Have a question about this project? Sign up for a free GitHub account to open an issue and contact its maintainers and the community.

By clicking “Sign up for GitHub”, you agree to our terms of service and privacy statement. We’ll occasionally send you account related emails.

Already on GitHub? Sign in to your account

creator as non-classic data object #161

Draft
wants to merge 13 commits into
base: master
Choose a base branch
from

Conversation

abaevbog
Copy link
Contributor

@abaevbog abaevbog commented Jul 21, 2023

  • Removed ClassicDataObject as a parent class of Zotero_Creators
  • Removed all load()-ing of Zotero_Creators. An object is constructed with data right away.
  • One join in loadCreators to load all creators on GET requests, instead of sequential $item->load().
  • Some minor refactoring to try to avoid extra queries
  • One bulk-insert query for creators instead of multiple $creator->save() calls on create or update

@abaevbog abaevbog requested a review from dstillman July 21, 2023 23:41
@abaevbog
Copy link
Contributor Author

One of the consequences of removing libraryID from the creators table is that the items from the same shard essentially "share" creators across libraries. So if 2 items are created with the same creator's information, we have 1 creator entry, and 2 itemCreators entries linking this creator to items.

I suppose this is a good thing, since we don't have to store duplicate data about authors across libraries. But something to account for is how to deal with the deletion of obsolete creators. On every delete of an item, we can check if its creator belongs to any other items, and delete them if not. Or, we can run a cron job every 30 minutes or so to fetch and delete creators that are not linked to any items.

I think the second option is better, since the first option requires performing extra queries on every single DELETE Api call, which puts extra load on the dataserver

@dstillman
Copy link
Member

Sorry, should've noted this earlier — we should just do what we do for itemData and inline the values in itemCreators. That'll mean a bit of data duplication, but it'll be faster, and we really don't want to have to purge these in an event.

(The empty itemDataValueHash column in itemData is a holdover from many years ago when we had a separate itemDataValues table like the client.)

`fieldMode` tinyint(1) unsigned DEFAULT NULL,
PRIMARY KEY (`creatorID`),
KEY `name` (`lastName`(7),`firstName`(6))
) ENGINE=InnoDB DEFAULT CHARSET=utf8;
Copy link
Member

Choose a reason for hiding this comment

The reason will be displayed to describe this comment to others. Learn more.

This will need to be a PHP script like the others that does a proper migration of existing data. It should set the shard to down, wait 20 seconds, do the migration, and bring the shard up.

Copy link
Contributor Author

Choose a reason for hiding this comment

The reason will be displayed to describe this comment to others. Learn more.

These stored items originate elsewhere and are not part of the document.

PR #689, opened 2019-08-11
add DisableAlterSystemSet cluster_spec option

idetoile:
add `DisableAlterSystemSet` to cluster_spec options
related to https://github.com/sorintlab/stolon/issues/683

Issue #683, opened 2019-07-11
"CREATE EXTENSION citus;" fails


yuzhichang:
### Submission type
 - Bug report

### Environment
Postgresql 11 cluster with stolon v0.13.0.

### Expected behaviour you didn't see
`CREATE EXTENSION citus;` succeed

### Unexpected behaviour you saw
```
postgres# CREATE EXTENSION citus;
ERROR:  could not fsync file "postgresql.auto.conf": Invalid argument
CONTEXT:  SQL statement "SELECT citus_setup_ssl()"
PL/pgSQL function inline_code_block line 5 at PERFORM
```
The citus extension sql `citus--8.0-9.sql` calls `AlterSystemSetConfigFile` (defined in postgresql source file `src/backend/utils/misc/guc.c`) to enable SSL. `AlterSystemSetConfigFile` modifies postgresql.auto.conf.

sgotti:
@yuzhichang stolon disables writing to postgresql.auto.conf since an `alter system set` will affect only the instance where it's executed. Instead users should use the cluster spec pgParameters options so all the instances will use the same parameters.

You have two options:

* find a way to stop the extension on executing the command and set the required parameters in the clusterspec
* modify the stolon code to not do this (or better create a pull request to add an option to the clusterspec to choose the behavior).

idetoile:
A simple workaround ;), to run on keepers:
```sh
rm $PGDATA/postgres/postgresql.auto.conf
```

idetoile:
I've just made a pull request for this feature

Another solution (temp solution) is using this fork:
https://github.com/infinivision/stolon
https://github.com/infinivision/stolon/releases

Issue #690, opened 2019-08-13
cannot get configured pg parameters


idetoile:
### Submission type

 - Bug report

#### Stolon version

master branch fork (after v0.14.0)

#### Additional environment information if useful to understand the bug

semaphoreci

### Expected behaviour you didn't see

consul test passing

### Unexpected behaviour you saw

failed cause of
`cmd/keeper.go:673	cannot get configured pg parameters	{"error": "dial unix /tmp/.s.PGSQL.2343: connect: no such file or directory"}`

### Steps to reproduce the problem

run integration test on semaphoreci many times, because it's happening randomly

you can see it here https://semaphoreci.com/sorintlab/stolon/branches/pull-request-689/builds/10

related to https://github.com/sorintlab/stolon/pull/689#issuecomment-520750565

idetoile:
Can't reproduce, I think it was my bad

PR #693, opened 2019-08-24
STKEEPER_DISABLE_ALTER_SYSTEM option

ghost:
STKEEPER_DISABLE_ALTER_SYSTEM option
final and working solution for issue https://github.com/sorintlab/stolon/issues/683
and following wrong approach in pull https://github.com/sorintlab/stolon/pull/689

### DIFF
--- a/cmd/keeper/cmd/keeper.go
+++ b/cmd/keeper/cmd/keeper.go
@@ -98,7 +98,7 @@ type config struct {
 
 	uid                     string
 	dataDir                 string
-	disableAlterSystem      bool
+	enableAlterSystem       bool
 	debug                   bool
 	pgListenAddress         string
 	pgAdvertiseAddress      string
@@ -143,7 +143,7 @@ func init() {
 	CmdKeeper.PersistentFlags().StringVar(&cfg.pgSUUsername, "pg-su-username", user, "postgres superuser user name. Used for keeper managed instance access and pg_rewind based synchronization. It'll be created on db initialization. Defaults to the name of the effective user running stolon-keeper. Must be the same for all keepers.")
 	CmdKeeper.PersistentFlags().StringVar(&cfg.pgSUPassword, "pg-su-password", "", "postgres superuser password. Only one of --pg-su-password or --pg-su-passwordfile must be provided. Must be the same for all keepers.")
 	CmdKeeper.PersistentFlags().StringVar(&cfg.pgSUPasswordFile, "pg-su-passwordfile", "", "postgres superuser password file. Only one of --pg-su-password or --pg-su-passwordfile must be provided. Must be the same for all keepers)")
-	CmdKeeper.PersistentFlags().BoolVar(&cfg.disableAlterSystem, "disable-alter-system", true, "disable ALTER SYSTEM command. Since postgresql.auto.conf overrides postgresql.conf parameters, changing some of them with ALTER SYSTEM could break the cluster and make pg parameters different between the instances. (use it with caution !!!)")
+	CmdKeeper.PersistentFlags().BoolVar(&cfg.enableAlterSystem, "enable-alter-system", false, "enable ALTER SYSTEM command. Since postgresql.auto.conf overrides postgresql.conf parameters, changing some of them with ALTER SYSTEM could break the cluster and make pg parameters different between the instances. (use it with caution !!!)")
 	CmdKeeper.PersistentFlags().BoolVar(&cfg.debug, "debug", false, "enable debug logging")
 
 	CmdKeeper.PersistentFlags().MarkDeprecated("id", "please use --uid")
@@ -445,7 +445,7 @@ type PostgresKeeper struct {
 	sleepInterval  time.Duration
 	requestTimeout time.Duration
 
-	disableAlterSystem bool
+	enableAlterSystem bool
 
 	e   store.Store
 	pgm *postgresql.Manager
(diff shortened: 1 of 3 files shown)


internal/postgresql/postgresql.go
```diff
@@ -61,6 +61,7 @@ type PGManager interface {
 
 type Manager struct {
 	pgBinPath             string
+	disableAlterSystem    bool
```
lawrencejones: Can we pull this line to the bottom of the struct fields please, under requestTimeout? The fields are vaguely ordered in importance, which is why dataDir and parameters etc are up top. This type of flag is really optional, and is best placed as something developers see last.

cmd/keeper/cmd/keeper.go
```diff
@@ -477,6 +481,8 @@ func NewPostgresKeeper(cfg *config, end chan error) (*PostgresKeeper, error) {
 
 		dataDir: dataDir,
 
+		disableAlterSystem: cfg.disableAlterSystem,
```
lawrencejones: Pull this line down to just below the `requestTimeout` please!

cmd/keeper/cmd/keeper.go
```diff
@@ -424,6 +426,8 @@ type PostgresKeeper struct {
 
 	bootUUID string
 
+	disableAlterSystem bool
```
lawrencejones: Below requestTimeout please

internal/postgresql/postgresql.go
```diff
@@ -306,8 +308,10 @@ func (p *Manager) start(args ...string) error {
 	// the instance parent is the keeper instead of the defined system reaper
 	// (since pg_ctl forks and then exits leaving the postmaster orphaned).
 
-	if err := p.createPostgresqlAutoConf(); err != nil {
-		return err
+	if p.disableAlterSystem {
```
lawrencejones: We should add some code to manage the removal of the symlink if someone was previously running with `disable-alter-system=true`, and now wants to run with it enabled.

In the current form, if Stolon users were to upgrade to a Stolon version with this PR, they'd have lots of `/dev/null` symlink files remaining on their machines. I think it's best if we can detect when the symlink to `/dev/null` is there and replace it with a blank `postgresql.auto.conf` file when we've got alter system enabled, as this would be least surprising to me as a user.

lawrencejones:
Fwiw, wanting to run alter system commands is a use case we've encountered a few times now. I can't speak to the citrus extension, but we occasionally want to verify the effect of a change on just the primary/replica first before rolling it out across the cluster.

You make a good point though- the average stolon user probably shouldn't enable alter system for the reasons you mention. We should adapt the docs to make it clear this isn't recommended.

cmd/keeper/cmd/keeper.go
idetoile: ok, done just right now

cmd/keeper/cmd/keeper.go
idetoile: ok, done just right now

internal/postgresql/postgresql.go
idetoile: ok, added this behaviour just right now

idetoile:
@lawrencejones thanks for reviewing, the feedback was pretty clear :)
@sgotti thanks for feedback, I've just added more documentation to the option from #343, you're right, I've just tested now and saw that citus doesn't run alter system if not needed, I wasn't able to make citus work at first time because it enable ssl but it also create certificates automatically, so adding pgParameters at startup (before running the create extension citus command) was failing (no certificate). But I had to make certificate myself and add pgParameters at startup to make restart working. So, finally this option was not required, or maybe to test or see the result of create extension citus in a first time. So I'm changing doc/postgres_parameters.md according to @lawrencejones comment on this feature utility

idetoile:
semaphoreci ununderstandable build failed see https://github.com/sorintlab/stolon/issues/690

cmd/keeper/cmd/keeper.go
```diff
@@ -443,6 +445,8 @@ type PostgresKeeper struct {
 	sleepInterval  time.Duration
 	requestTimeout time.Duration
 
+	disableAlterSystem bool
```
lawrencejones: @sgotti pointed out in a separate PR that flags are usually much more intuitive when they're positive, ie. `enable-alter-system`, with a default `false`.

For consistency, could we change disable->enable please?

doc/postgres_parameters.md
```diff
@@ -49,6 +49,8 @@ Since postgresql.auto.conf overrides postgresql.conf parameters, changing some o
 
 To avoid this stolon disables the execution of ALTER SYSTEM commands making postgresql.auto.conf a symlink to /dev/null. When an ALTER SYSTEM command is executed it'll return an error.
 
+ALTER SYSTEM command can be re-enabled by using `--disable-alter-system=false` parameter to `stolon-keeper` or using `STKEEPER_DISABLE_ALTER_SYSTEM=false` environment variable. This can be useful to occasionally verify the effect of a change on just the primary/replica first before rolling it out across the cluster.
```
lawrencejones: > before rolling it out across the cluster, but should be handled with extreme caution.

Shall we add the warning to the docs? Feels like we should finish with a "beware dragons" just to reiterate that this may not be a good idea for everyone.

sgotti:
@idetoile @lawrencejones Using a keeper option will require a keeper restart. Is this ok for you. Another way will be to use a clusterspec options. Alter system will be enabled for all the instances but you'll execute it only on the instance you want and won't require a restart.

idetoile:
This is ok for me.
The first approach I was trying was based clusterspec https://github.com/sorintlab/stolon/pull/689 but that was breaking many unit testings and had introduced strange and incomprehensible bugs. My level in golang (I just begin) was not enough to fix it, so I finally came to keeper approach and thought that was the best one, your feedback indicating me that is not, but for me it's sufficient.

Right. I only kept it as .sql until now for convenience.
I'll have it wrapped into the same algorithm as this update, except with state=down.

misc/master.sql Outdated
@@ -184,6 +184,7 @@ CREATE TABLE `libraries` (
`lastUpdated` timestamp NOT NULL DEFAULT '0000-00-00 00:00:00',
`version` int(10) unsigned NOT NULL DEFAULT '0',
`shardID` smallint(5) unsigned NOT NULL,
`hasData` TINYINT( 1 ) NOT NULL DEFAULT '0',
Copy link
Member

Choose a reason for hiding this comment

The reason will be displayed to describe this comment to others. Learn more.

We need to add this, but it shouldn't be in this PR.

Copy link
Contributor Author

Choose a reason for hiding this comment

The reason will be displayed to describe this comment to others. Learn more.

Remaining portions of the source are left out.